▶ WHAT THE TASK ASKS: From the first line to the last, copy the data below word for word.

Start of MATERIAL FOR THE TASK

PR #929, opened 2023-07-20
Add detection for exceeded time limits for slurm jobs

### LINKED ISSUE #921: Cluster tools should recognize that cluster time limits were reached
## Detailed Description
- Affected library: cluster_tools

The slurm executor automatically recognizes if a job was killed due to excessive RAM usage and advises users on how to adapt the config to fix that. It would be great if the executor would also recognize that a job was killed due to the configured time limit and similarly would advise users on how to adapt the config. It can also happen that both of these conditions apply in which case users should be advised to fix both.

Since this is currently done via exceptions, I'm not sure about the best way to accomplish that. It might make sense to generalize the `RemoteOutOfMemoryException` to a `RemoteOutOfResourcesException` which can notify about memory and time limits at once, but maybe there are other options too.

## Use Cases & Context

Enables users to self-help in case of configuration issues and eases support burden on our side.

daniel-wer:
### Description:
- Also, add tests to check that job kills due to memory or time are detected by the cluster_tools.
Use a new version of the slurm docker image to be able to use the `seff` tool which is usually included in slurm installations, but wasn't included in our docker image. `seff` is used to detect OOM kills.

### TODO:
- [x] Skip time limit test, because it takes >1m due to Slurm's minute-resolution
- [x] Change the tag in the docker-compose to use the newest slurm-docker-cluster version

### Issues:
- fixes #921 

### Todos:
 - [x] Updated Changelog
 - [ ] Updated Documentation
 - [x] Added / Updated Tests


cluster_tools/cluster_tools/schedulers/slurm.py
```diff
@@ -411,69 +411,110 @@ def matches_states(slurm_states: List[str]) -> bool:
...
+            return None
+
+        time_limit = properties.get("TimeLimit", None)
+        run_time = properties.get("RunTime", None)
+        time_limit_note = f"Time Limit: {time_limit} Run Time: {run_time}"
+
+        reason = f"The job was probably terminated because it ran for too long ({time_limit_note})."
+        return (reason, RemoteResourceLimitException)
+
+    def _investigate_memory_consumption(
```
daniel-wer, line 475: This method was only moved, not modified

cluster_tools/cluster_tools/schedulers/slurm.py
```diff
@@ -411,69 +411,110 @@ def matches_states(slurm_states: List[str]) -> bool:
...
+        except ValueError:
+            return None
+
+        if percentage < 100:
+            return None
+
+        reason = f"The job was probably terminated because it consumed too much memory ({efficiency_note})."
+        return (reason, RemoteResourceLimitException)
+
+    def _investigate_exit_code(
```
daniel-wer, line 502: This method was only moved, not modified

cluster_tools/cluster_tools/schedulers/slurm.py
```diff
@@ -411,69 +413,110 @@ def matches_states(slurm_states: List[str]) -> bool:
...
+        # the job run time exceeded the specified time limit. If that is not the case, it
+        # checks whether the job used too much RAM. As a last resort, it checks the exit code
+        # of the job: If the job was killed with signal 9, it's very likely due to some
+        # resource limit.
+
+        def parse_key_value_pairs(
+            pair_delimiter: str, key_value_delimiter: str
+        ) -> Dict[str, str]:
+            properties = {}
+            for key_value_pair in stdout.split(pair_delimiter):
```
philippotto, line 426: I stumbled a bit here, because this function reads `stdout` which is defined below said function. how about passing it as an input parameter to the function?

cluster_tools/tests/test_slurm.py
```diff
@@ -284,11 +291,70 @@ def test_slurm_max_array_size() -> None:
...
     finally:
-        chcall(f"sed -i 's/{command}//g' /etc/slurm/slurm.conf && scontrol reconfigure")
+        chcall(
+            f"sed -ci 's/{command}//g' /etc/slurm/slurm.conf && scontrol reconfigure"
+        )
         reset_max_array_size = executor.get_max_array_size()
         assert reset_max_array_size == original_max_array_size
 
 
+# TODO: Comment back in after the test ran through in the CI
```
philippotto, line 301: todo

cluster_tools/tests/test_slurm.py
```diff
@@ -284,11 +291,70 @@ def test_slurm_max_array_size() -> None:
...
+    )
+
+    original_gather_frequency_config = "JobAcctGatherFrequency=30"  # from slurm.conf
+    new_gather_frequency_config = "JobAcctGatherFrequency=1"
+
+    try:
+        # Increase the frequency at which slurm checks whether a job uses too much memory
+        chcall(
+            f"sed -ci 's/{original_gather_frequency_config}/{new_gather_frequency_config}/g' /etc/slurm/slurm.conf && scontrol reconfigure"
+        )
```
philippotto, line 336: how about extracting this into a helper function, since it's also used in line 294?

philippotto: if you want to get extra fancy, the helper function could return an `undo` function. something like this:

```python
def change_config(old, new):
  chcall(f"sed {old} ... {new}")
  def undo():
    chcall(f"sed {new} ... {old}")
  return undo
```

philippotto (approved):
splendid stuff :+1: Only left a couple of nitpicks :)

cluster_tools/cluster_tools/schedulers/slurm.py
daniel-wer: Oh, yes that was by accident! I'll pass it in as a parameter.

daniel-wer:
@philippotto I found out and fixed the issue with the slurm setup in the CI. The slurm tests ran through successfully, already once, so I'd be hopeful that the CI will succeed now.

Would be great if you could have another look at the latest changes. Regarding the name-clashes with standard lib modules, it's a pity that pylint confuses those (this used to be a general issue in python 2.x, but should no longer be in python 3.x :/). Still, the general consensus online was to avoid naming modules the same as standard lib modules. I mitigated this by appending an underscore, but let me know if you've got a better idea :)

cluster_tools/cluster_tools/_utils/call.py
```diff
@@ -13,6 +13,8 @@ def call(command: str, stdin: Optional[str] = None) -> Tuple[str, str, int]:
         stdin_flag = None
     p = subprocess.run(
         command,
+        stdin=stdin_flag,
```
philippotto, line 16: wow, good catch :+1:

cluster_tools/dockered-slurm/cgroup.conf
```diff
@@ -0,0 +1,3 @@
+# autodetect which is the default detects cgroup/v2 in the github CI,
+# which fails during the initialization of the c1 and c2 nodes
+CgroupPlugin=cgroup/v1
```
philippotto, line 3: kudos! how did you find this? was there a hint about this in the logs?

philippotto (approved):
Awesome! Chapeau for fighting through this and also for the major clean ups regarding linting :muscle: :superhero: 

> @philippotto I found out and fixed the issue with the slurm setup in the CI. The slurm tests ran through successfully, already once, so I'd be hopeful that the CI will succeed now.

Great! Can you link the successful CI run? I couldn't find it auf anhieb.

> Would be great if you could have another look at the latest changes. Regarding the name-clashes with standard lib modules, it's a pity that pylint confuses those (this used to be a general issue in python 2.x, but should no longer be in python 3.x :/). Still, the general consensus online was to avoid naming modules the same as standard lib modules. I mitigated this by appending an underscore, but let me know if you've got a better idea :)

Since I don't have a better idea, I'm fine with the underscore :)

cluster_tools/dockered-slurm/cgroup.conf
daniel-wer: The initialization of the c1 and c2 nodes failed but there wasn't any hint on what went wrong. Therefore, I added

```
# Show log output for debugging
docker logs slurmctld
docker logs c1
docker logs c2
```

to the ci.yml which outputs the initialization log. In there I saw

```
slurmd: error: Couldn't find the specified plugin name for cgroup/v2 looking at all files
slurmd: error: cannot find cgroup plugin for cgroup/v2
slurmd: error: cannot create cgroup context for cgroup/v2
slurmd: error: Unable to initialize cgroup plugin
slurmd: error: slurmd initialization failed
```

and a quick local cross-check showed that at least on my laptop cgroup/v1 is used instead, successfully :)

I left the `docker logs ...` statements in there as they don't do any harm and might help again in the future.

philippotto: great find :) and :+1: for the added logs.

End of MATERIAL FOR THE TASK

▶ EXERCISE OUTPUT:
PR #929, opened 2023-07-20
Add detection for exceeded time limits for slurm jobs

### LINKED ISSUE #921: Cluster tools should recognize that cluster time limits were reached
## Detailed Description
- Affected library: cluster_tools

The slurm executor automatically recognizes if a job was killed due to excessive RAM usage and advises users on how to adapt the config to fix that. It would be great if the executor would also recognize that a job was killed due to the configured time limit and similarly would advise users on how to adapt the config. It can also happen that both of these conditions apply in which case users should be advised to fix both.

Since this is currently done via exceptions, I'm not sure about the best way to accomplish that. It might make sense to generalize the `RemoteOutOfMemoryException` to a `RemoteOutOfResourcesException` which can notify about memory and time limits at once, but maybe there are other options too.

## Use Cases & Context

Enables users to self-help in case of configuration issues and eases support burden on our side.

daniel-wer:
### Description:
- Also, add tests to check that job kills due to memory or time are detected by the cluster_tools.
Use a new version of the slurm docker image to be able to use the `seff` tool which is usually included in slurm installations, but wasn't included in our docker image. `seff` is used to detect OOM kills.

### TODO:
- [x] Skip time limit test, because it takes >1m due to Slurm's minute-resolution
- [x] Change the tag in the docker-compose to use the newest slurm-docker-cluster version

### Issues:
- fixes #921 

### Todos:
 - [x] Updated Changelog
 - [ ] Updated Documentation
 - [x] Added / Updated Tests


cluster_tools/cluster_tools/schedulers/slurm.py
```diff
@@ -411,69 +411,110 @@ def matches_states(slurm_states: List[str]) -> bool:
...
+            return None
+
+        time_limit = properties.get("TimeLimit", None)
+        run_time = properties.get("RunTime", None)
+        time_limit_note = f"Time Limit: {time_limit} Run Time: {run_time}"
+
+        reason = f"The job was probably terminated because it ran for too long ({time_limit_note})."
+        return (reason, RemoteResourceLimitException)
+
+    def _investigate_memory_consumption(
```
daniel-wer, line 475: This method was only moved, not modified

cluster_tools/cluster_tools/schedulers/slurm.py
```diff
@@ -411,69 +411,110 @@ def matches_states(slurm_states: List[str]) -> bool:
...
+        except ValueError:
+            return None
+
+        if percentage < 100:
+            return None
+
+        reason = f"The job was probably terminated because it consumed too much memory ({efficiency_note})."
+        return (reason, RemoteResourceLimitException)
+
+    def _investigate_exit_code(
```
daniel-wer, line 502: This method was only moved, not modified

cluster_tools/cluster_tools/schedulers/slurm.py
```diff
@@ -411,69 +413,110 @@ def matches_states(slurm_states: List[str]) -> bool:
...
+        # the job run time exceeded the specified time limit. If that is not the case, it
+        # checks whether the job used too much RAM. As a last resort, it checks the exit code
+        # of the job: If the job was killed with signal 9, it's very likely due to some
+        # resource limit.
+
+        def parse_key_value_pairs(
+            pair_delimiter: str, key_value_delimiter: str
+        ) -> Dict[str, str]:
+            properties = {}
+            for key_value_pair in stdout.split(pair_delimiter):
```
philippotto, line 426: I stumbled a bit here, because this function reads `stdout` which is defined below said function. how about passing it as an input parameter to the function?

cluster_tools/tests/test_slurm.py
```diff
@@ -284,11 +291,70 @@ def test_slurm_max_array_size() -> None:
...
     finally:
-        chcall(f"sed -i 's/{command}//g' /etc/slurm/slurm.conf && scontrol reconfigure")
+        chcall(
+            f"sed -ci 's/{command}//g' /etc/slurm/slurm.conf && scontrol reconfigure"
+        )
         reset_max_array_size = executor.get_max_array_size()
         assert reset_max_array_size == original_max_array_size
 
 
+# TODO: Comment back in after the test ran through in the CI
```
philippotto, line 301: todo

cluster_tools/tests/test_slurm.py
```diff
@@ -284,11 +291,70 @@ def test_slurm_max_array_size() -> None:
...
+    )
+
+    original_gather_frequency_config = "JobAcctGatherFrequency=30"  # from slurm.conf
+    new_gather_frequency_config = "JobAcctGatherFrequency=1"
+
+    try:
+        # Increase the frequency at which slurm checks whether a job uses too much memory
+        chcall(
+            f"sed -ci 's/{original_gather_frequency_config}/{new_gather_frequency_config}/g' /etc/slurm/slurm.conf && scontrol reconfigure"
+        )
```
philippotto, line 336: how about extracting this into a helper function, since it's also used in line 294?

philippotto: if you want to get extra fancy, the helper function could return an `undo` function. something like this:

```python
def change_config(old, new):
  chcall(f"sed {old} ... {new}")
  def undo():
    chcall(f"sed {new} ... {old}")
  return undo
```

philippotto (approved):
splendid stuff :+1: Only left a couple of nitpicks :)

cluster_tools/cluster_tools/schedulers/slurm.py
daniel-wer: Oh, yes that was by accident! I'll pass it in as a parameter.

daniel-wer:
@philippotto I found out and fixed the issue with the slurm setup in the CI. The slurm tests ran through successfully, already once, so I'd be hopeful that the CI will succeed now.

Would be great if you could have another look at the latest changes. Regarding the name-clashes with standard lib modules, it's a pity that pylint confuses those (this used to be a general issue in python 2.x, but should no longer be in python 3.x :/). Still, the general consensus online was to avoid naming modules the same as standard lib modules. I mitigated this by appending an underscore, but let me know if you've got a better idea :)

cluster_tools/cluster_tools/_utils/call.py
```diff
@@ -13,6 +13,8 @@ def call(command: str, stdin: Optional[str] = None) -> Tuple[str, str, int]:
         stdin_flag = None
     p = subprocess.run(
         command,
+        stdin=stdin_flag,
```
philippotto, line 16: wow, good catch :+1:

cluster_tools/dockered-slurm/cgroup.conf
```diff
@@ -0,0 +1,3 @@
+# autodetect which is the default detects cgroup/v2 in the github CI,
+# which fails during the initialization of the c1 and c2 nodes
+CgroupPlugin=cgroup/v1
```
philippotto, line 3: kudos! how did you find this? was there a hint about this in the logs?

philippotto (approved):
Awesome! Chapeau for fighting through this and also for the major clean ups regarding linting :muscle: :superhero: 

> @philippotto I found out and fixed the issue with the slurm setup in the CI. The slurm tests ran through successfully, already once, so I'd be hopeful that the CI will succeed now.

Great! Can you link the successful CI run? I couldn't find it auf anhieb.

> Would be great if you could have another look at the latest changes. Regarding the name-clashes with standard lib modules, it's a pity that pylint confuses those (this used to be a general issue in python 2.x, but should no longer be in python 3.x :/). Still, the general consensus online was to avoid naming modules the same as standard lib modules. I mitigated this by appending an underscore, but let me know if you've got a better idea :)

Since I don't have a better idea, I'm fine with the underscore :)

cluster_tools/dockered-slurm/cgroup.conf
daniel-wer: The initialization of the c1 and c2 nodes failed but there wasn't any hint on what went wrong. Therefore, I added

```
# Show log output for debugging
docker logs slurmctld
docker logs c1
docker logs c2
```

to the ci.yml which outputs the initialization log. In there I saw

```
slurmd: error: Couldn't find the specified plugin name for cgroup/v2 looking at all files
slurmd: error: cannot find cgroup plugin for cgroup/v2
slurmd: error: cannot create cgroup context for cgroup/v2
slurmd: error: Unable to initialize cgroup plugin
slurmd: error: slurmd initialization failed
```

and a quick local cross-check showed that at least on my laptop cgroup/v1 is used instead, successfully :)

I left the `docker logs ...` statements in there as they don't do any harm and might help again in the future.

philippotto: great find :) and :+1: for the added logs.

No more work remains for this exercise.